Material provided Start Marker
PR #4689, opened 2025-04-01
front of house human readable dates

### LINKED ISSUE #4210: Make Dates more readable
Dates are all over our pages - articles, news items, citations, data... etc.

Dates are not consistently interpreted by screen readers, there are variations between how a US and UK citizen might interpret them (day and month ordering) and they cause readability issues - unlike a character within a word, a digit within a number can't often be determined from context.

When dates are written as numbers separated by punctuation, e.g. `10-11-2024` or `2024-11-10` this is immediately visibly identifiable as a date, even if there might be US/UK confusion over whether it was the 10th of November or the 11th of October.  When read aloud, his recognition that it is a date doesn't happen until one is part was through the number as the above examples are read as numbers e.g. "ten eleven two-thousand and twenty-four". Even with all punctuation being read "ten hyphen eleven hyphen two-thousand and twenty-four" the date is part read before any recognition is possible.

In short, dates rely upon typographical symbols to provide important context, making them effectively non-text content [WCAG 1.1](https://www.w3.org/TR/WCAG22/#text-alternatives)

Consider:
Either dates are written in full as suggested by the UK Gov approach (below) or there needs to be some markup at least for screenreaders. My preferred solution is to write them in full, because that makes them unambiguous across the board.

#### Additional info
- [Accessibility Oz on date formatting](https://www.accessibilityoz.com/2021/06/the-trouble-with-blind-dates-screen-readers-and-date-formatting/)
- [UK Gov style for writing dates](https://www.gov.uk/guidance/style-guide/a-to-z-of-gov-uk-style#dates)
- [WCAG 1.1 techniques](https://www.w3.org/WAI/WCAG22/quickref/?showtechniques=311%2C312%2C111#non-text-content)

StephDriver:
closes #4210

### DIFF
--- a/src/core/templatetags/dates.py
+++ b/src/core/templatetags/dates.py
@@ -2,6 +2,7 @@ from datetime import datetime, timedelta
 
 import pytz
 from django import template
+from django.conf import settings
 from django.template.exceptions import TemplateSyntaxError
 from django.utils import timezone, formats
 from django.utils.translation import gettext as _
@@ -54,16 +55,16 @@ def offset_date(context, days=0, input_type="date"):
 @register.filter(name='date_human', is_safe=True)
 def date_human(value):
     """Convert a date to a human readable Day Month(text) Year format e.g. 3 January 2025"""
-    if value == "":
-        logger.warning("date_human filter received no value - expected a datetime object")
-        return ""
-    elif isinstance(value, datetime):
+    if isinstance(value, datetime):
         return formats.date_format(
             value,
             format="j F Y",
             use_l10n=True,
         )
     else:
-        raise TemplateSyntaxError(
-            "The value filtered by `date_human` must be a `datetime.datetime`"
-        )
+        error_message = "The value filtered by `date_human` must be a `datetime.datetime`"
+        if settings.DEBUG:
+            raise TemplateSyntaxError(error_message)
+        else:
+            logger.error(error_message)
+            return ""
--- a/src/core/templatetags/dates.py
+++ b/src/core/templatetags/dates.py
@@ -1,13 +1,14 @@
-from datetime import timedelta
+from datetime import datetime, timedelta
 
 import pytz
 from django import template
+from django.template.exceptions import TemplateSyntaxError
 from django.utils import timezone, formats
 from django.utils.translation import gettext as _
-from datetime import datetime
-
+import logging
 
 register = template.Library()
+logger = logging.getLogger(__name__)
 
 @register.simple_tag(takes_context=True)
 def offset_date(context, days=0, input_type="date"):
@@ -53,10 +54,16 @@ def offset_date(context, days=0, input_type="date"):
 @register.filter(name='date_human', is_safe=True)
 def date_human(value):
     """Convert a date to a human readable Day Month(text) Year format e.g. 3 January 2025"""
-    if isinstance(value, datetime):
+    if value == "":
+        logger.warning("date_human filter received no value - expected a datetime object")
+        return ""
+    elif isinstance(value, datetime):
         return formats.date_format(
             value,
             format="j F Y",
             use_l10n=True,
         )
-    return ""
+    else:
+        raise TemplateSyntaxError(
+            "The value filtered by `date_human` must be a `datetime.datetime`"
+        )
--- a/src/core/templatetags/dates.py
+++ b/src/core/templatetags/dates.py
@@ -3,6 +3,7 @@ from datetime import timedelta
 import pytz
 from django import template
 from django.utils import timezone
+from django.utils.translation import gettext as _
 from datetime import datetime
 
 
@@ -53,5 +54,6 @@ def offset_date(context, days=0, input_type="date"):
 def date_human(value):
     """Convert a date to a human readable Day Month(text) Year format e.g. 3rd January 2025"""
     if isinstance(value, datetime):
-        return value.strftime('%d %B %Y')  # e.g., "14 March 2024"
+        # Translators: this creates a human readable date e.g., "14 March 2024"
+        return _('%(day)s %(month)s %(year)s.') % {'day': value.strftime('%d'), 'month': value.strftime('%B'), 'year':value.strftime('%Y'), }
     return value
--- a/src/core/templatetags/dates.py
+++ b/src/core/templatetags/dates.py
@@ -3,7 +3,7 @@ from datetime import timedelta
 import pytz
 from django import template
 from django.utils import timezone
-
+from datetime import datetime
 
 
 register = template.Library()
@@ -48,3 +48,10 @@ def offset_date(context, days=0, input_type="date"):
         return due.strftime("%Y-%m-%d")
     elif input_type == "datetime-local":
         return due.strftime("%Y-%m-%dT%H:%M")
+
+@register.filter(name='date_human', is_safe=True)
+def date_human(value):
+    """Convert a date to a human readable Day Month(text) Year format e.g. 3rd January 2025"""
+    if isinstance(value, datetime):
+        return value.strftime('%d %B %Y')  # e.g., "14 March 2024"
+    return value
--- a/src/core/templatetags/dates.py
+++ b/src/core/templatetags/dates.py
@@ -59,4 +59,4 @@ def date_human(value):
             format="j F Y",
             use_l10n=True,
         )
-    return value
+    return ""
--- a/src/core/templatetags/dates.py
+++ b/src/core/templatetags/dates.py
@@ -2,7 +2,7 @@ from datetime import timedelta
 
 import pytz
 from django import template
-from django.utils import timezone
+from django.utils import timezone, formats
 from django.utils.translation import gettext as _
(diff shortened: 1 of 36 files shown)


StephDriver:
## Updated syntax for accessible dates with icons

```html
{% load dates %}

...

<i aria-hidden="true" class="fa fa-calendar"></i>
<time datetime="{{ article.date_published|date:"Y-m-d" }}">
    <span role="time">{{ article.date_published|date_human }}</span>
</time>
```

src/core/templatetags/dates.py
```diff
@@ -28,3 +29,11 @@ def offset_date(days=0, input_type="date"):
...
     elif input_type == "datetime-local":
         return due.strftime("%Y-%m-%dT%H:%M")
+
+@register.filter(name='date_human', is_safe=True)
+def date_human(value):
+    """Convert a date to a human readable Day Month(text) Year format e.g. 3rd January 2025"""
+    if isinstance(value, datetime):
+        # Translators: this creates a human readable date e.g., "14 March 2024"
+        return _('%(day)s %(month)s %(year)s.') % {'day': value.strftime('%d'), 'month': value.strftime('%B'), 'year':value.strftime('%Y'), }
+    return value
```
ajrbyers, line 39: I think we should use `from django.utils import formats` rather than this format. We can break this down to:

```python
    if isinstance(value, datetime):
        return formats.date_format(
            value,
            format="j F Y",
            use_l10n=True,
        )
    return value
```

And get the same result, but the month will be auto translated.

ajrbyers (changes requested):

src/core/templatetags/dates.py
StephDriver: done

src/core/templatetags/dates.py
```diff
@@ -28,3 +29,14 @@ def offset_date(days=0, input_type="date"):
...
+@register.filter(name='date_human', is_safe=True)
+def date_human(value):
+    """Convert a date to a human readable Day Month(text) Year format e.g. 3 January 2025"""
+    if isinstance(value, datetime):
+        return formats.date_format(
+            value,
+            format="j F Y",
+            use_l10n=True,
+        )
+    return value
```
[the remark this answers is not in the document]
StephDriver: tests added - both a great learning curve for me, and it got me thinking more about what should happen if a non-date value was put into the template tag, and I've updated line 42 accordingly.

As I see it, if something that isn't a date is passed in, then that will be due to an error, and it is better that nothing is displayed than that something incorrect is displayed.  

This tag takes a datetime and return a string.  But if left with `return value` as the behaviour for non-datetime objects, then a date-like string could be passed through and return as that same string, but not be included in the translation.  e.g. `date_human(datetime(2024,4,20))` and `date_human("20 April 2024") would both return "20 April 2024" for journals set to English. The latter would not translate, but would not be as easy to detect as an error in browser, especially when developing in English.  A missing date is more likely to be noticed and queried.

ajrbyers (approved):

src/core/templatetags/dates.py
```diff
@@ -28,3 +29,14 @@ def offset_date(days=0, input_type="date"):
...
+@register.filter(name='date_human', is_safe=True)
+def date_human(value):
+    """Convert a date to a human readable Day Month(text) Year format e.g. 3 January 2025"""
+    if isinstance(value, datetime):
+        return formats.date_format(
+            value,
+            format="j F Y",
+            use_l10n=True,
+        )
+    return ""
```
joemull, line 42: As mentioned last week, I think this could go one step further in being helpful to template developers by doing:

```py
else:
    raise TemplateSyntaxError("The value passed to `date_human` must be a `datetime.datetime`")
```

Curious if @ajrbyers also likes this approach?

https://docs.djangoproject.com/en/5.1/topics/templates/#django.template.TemplateSyntaxError

src/core/tests/test_templatetags.py
```diff
@@ -28,3 +31,94 @@ def test_stateless_site_url_for_journal_path(self):
...
+        """Test date_human with all supported languages from settings"""
+        for key, test_date in self.test_dates.items(): 
+            for lang_code, language in settings.LANGUAGES:
+                with self.subTest(date=key, code=lang_code):
+                    activate(lang_code)
+                    result = dates.date_human(test_date)
+                    expected = self.expected_formats[key].get(lang_code)
+                    self.assertEqual(result, expected, 
+                        f"Failed for {lang_code}:{language}.  Expected '{expected}', actual '{result}'."
+                    )
```
joemull, line 102: I could be wrong but I think we'll want to override the settings here to hard-code the languages in `janeway_global_settings.py`, since someone might put different languages in their Django settings, causing this test to fail. (The syntax used elsewhere is a decorator `@override_settings`.)

StephDriver: I've been thinking a lot about this and I think I need to understand more about how someone might have different languages to those in the global settings.  Could you explain further about this scenario?

In the meantime, prompted by this I've also made the tests more robust by checking for mismatches between `settings.LANGUAGES` and the test data so that any language that cannot be tested, or is being tested but isn't supported is reported back - i.e. we will be prompted to update this test when the supported languages change and while doing so it won't be satisfied until we have full test data for any new languages. It also will warn us if we are testing for languages that don't exist as options.

src/core/tests/test_templatetags.py
```diff
@@ -28,3 +31,94 @@ def test_stateless_site_url_for_journal_path(self):
...
+    
+    def test_date_human_browser_languages(self):
+        """Test data_human uses application language regardless of browser language setting"""
+        supported_languages = [lang[0] for lang in settings.LANGUAGES]
```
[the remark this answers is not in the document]
StephDriver: again - it's now more robust, but I'm not yet convinced overriding and hardcoding is the way to go.

src/core/templatetags/dates.py
StephDriver: I have implemented this, but tweaked it a bit.  The `if not value` was failing on tests for zero as it also produces a false.  So I've got it specifically testing for the empty string, and then inputs such as `0` and `None` end up with the `TemplateSyntaxError` it's only empty strings that will get a 'free pass' with the page being rendered missing a date.

I noted that this also means if there is a syntax error this can get a free pass on the page working, i.e. no Error thrown, but the date also doesn't show, for example:

`{{ article.date_acepted|date_human }}` where there is a spelling error in the variable just disappears off screen being handled like an empty string. 

I'm unsure whether this is good or not - on the one hand it means a small syntax error is effectively squashed, the page just doesn't show a date, but otherwise the page is fine - which feels like a better user experieence than say every article page going down to a TemplateSyntaxError if a spelling mistake gets into the template. But on the other hand, we get no warning that there is a problem.  I feel like perhaps we should have a debug warning for the empty string, something that doesn't stop the page rendering, but does clue in developers that there is a problem.

thoughts?

StephDriver:
I've made quite a few tweaks to this since the first reviews, which implement some but not all of what was suggested.  So here's my rationale:

### hardcoding languages into test rather than using settings.LANGUAGES
I decided against this for two reasons:
1. I dislike repeating data when I could look it up, one place of truth and all that.
2. I liked the reasoning of making sure the test was applicable when languages change, but by hardcoding the languages here, they wouldn't then update with changes, so I felt it more robust approach would be to have the test check all languages listed had tests data, and report a fail if the didn't. This way developers are notified they need to update the test.  If I'd hardcoded the languages in, the test would potentially become out of synch with the actual languages being used.  

### TemplateSyntaxError
I felt it was an improvement to throw an error when non valid dates are presented, but I do not want to risk this error being encountered in production for such a small part of a page. I do not want to present **incorrect** dates, but I feel hiding the invalid date is a good approach as the rest of the page will still load, and anyone wanting that particular part is aware it is not there and could query that, while for others they may not even notice and be able to go about their business as usual.   But for developers, it is important they are stopped in their tracks and required to deal with it if their new code includes invalid dates. This is particularly important as something as easy to miss as a spelling error in a variable name could result in a non `datetime` object being passed into the tag.  This means the error behaviour should be different when `DEBUG=True` and also means that the tests themselves needed updating to use `override_settings` and check for behaviour for both `True` and `False`.

### Empty Strings
Previously I had a special case for the empty string so that 'nothing happened' and a empty string was returned, and the introduction of the TemplateSyntaxError was for other invalid input only.  On further thought I felt this needed the same error handling as other invalid data.  This is because there are two 'easy' errors which could be handled as empty strings:
1. a spelling error in a variable name to one that does not exist is interpreted through django templates as passing an empty string, e.g. `{{ article.date_acepted|date_human }}` versus `{{ article.date_accepted|date_human }}`
2. writing in what seems to be a date, if without quotation marks, could be interpreted as a variable that does not exist as in 1. e.g. `{{ today|date_human }}`
As when `DEBUG=False` all human date errors are hidden from the page, this will only show up to developers anyway, and could catch a few mistakes.

ajrbyers (approved):

joemull (approved):
Looks great!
Material provided End Marker
Work item
Among the entries above, which lines include "filtered"? List them all.

Exercise output
-            "The value filtered by `date_human` must be a `datetime.datetime`"
+        error_message = "The value filtered by `date_human` must be a `datetime.datetime`"
+            "The value filtered by `date_human` must be a `datetime.datetime`"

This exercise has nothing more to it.